##### Provided information #####

PR #321, opened 2021-07-26
No chem source in E eqn in docs

baperry2:
The chemical reaction term in the energy equation in the documentation seems to be extraneous, so this PR removes it. 

On a related note, we compute an entry in I_R for total energy: https://github.com/AMReX-Combustion/PeleC/blob/8f248555c1e7d809597049a18d024c4045c5d1c9/Source/React.cpp#L288, but as far as I can tell it reduces to 0 (within numerical precision), as I would expect, at least for a purely gas phase system. Is there any reason not to simplify the code and simply set the value to 0 directly?

### DIFF
--- a/Docs/sphinx/Equations.rst
+++ b/Docs/sphinx/Equations.rst
@@ -24,7 +24,7 @@ PeleC advances the following set of fully compressible equations for the conserv
 
   \frac{\partial (\rho \mathbf{u})}{\partial t} &=& - \nabla \cdot (\rho \mathbf{u} \mathbf{u} -p{\mathcal I} + \Pi) - \nabla p +\rho \mathbf{g} + \mathbf{S}_{{\rm ext},\rho\mathbf{u}},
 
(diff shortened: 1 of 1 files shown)


drummerdoc:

#####

- [What this task involves]
An exact copy of all the records above is the required answer.

- [Your response]
PR #321, opened 2021-07-26
No chem source in E eqn in docs

baperry2:
The chemical reaction term in the energy equation in the documentation seems to be extraneous, so this PR removes it. 

On a related note, we compute an entry in I_R for total energy: https://github.com/AMReX-Combustion/PeleC/blob/8f248555c1e7d809597049a18d024c4045c5d1c9/Source/React.cpp#L288, but as far as I can tell it reduces to 0 (within numerical precision), as I would expect, at least for a purely gas phase system. Is there any reason not to simplify the code and simply set the value to 0 directly?

### DIFF
--- a/Docs/sphinx/Equations.rst
+++ b/Docs/sphinx/Equations.rst
@@ -24,7 +24,7 @@ PeleC advances the following set of fully compressible equations for the conserv
 
   \frac{\partial (\rho \mathbf{u})}{\partial t} &=& - \nabla \cdot (\rho \mathbf{u} \mathbf{u} -p{\mathcal I} + \Pi) - \nabla p +\rho \mathbf{g} + \mathbf{S}_{{\rm ext},\rho\mathbf{u}},
 
(diff shortened: 1 of 1 files shown)


drummerdoc:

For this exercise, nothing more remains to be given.